What you have to do =>
Give back the entire listing below, unaltered.
== Dataset excerpt
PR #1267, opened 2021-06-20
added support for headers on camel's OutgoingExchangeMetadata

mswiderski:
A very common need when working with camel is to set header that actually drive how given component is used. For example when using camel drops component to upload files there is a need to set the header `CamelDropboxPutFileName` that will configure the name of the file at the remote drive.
====
Response to this exercise =>
PR #1267, opened 2021-06-20
added support for headers on camel's OutgoingExchangeMetadata

mswiderski:
A very common need when working with camel is to set header that actually drive how given component is used. For example when using camel drops component to upload files there is a need to set the header `CamelDropboxPutFileName` that will configure the name of the file at the remote drive.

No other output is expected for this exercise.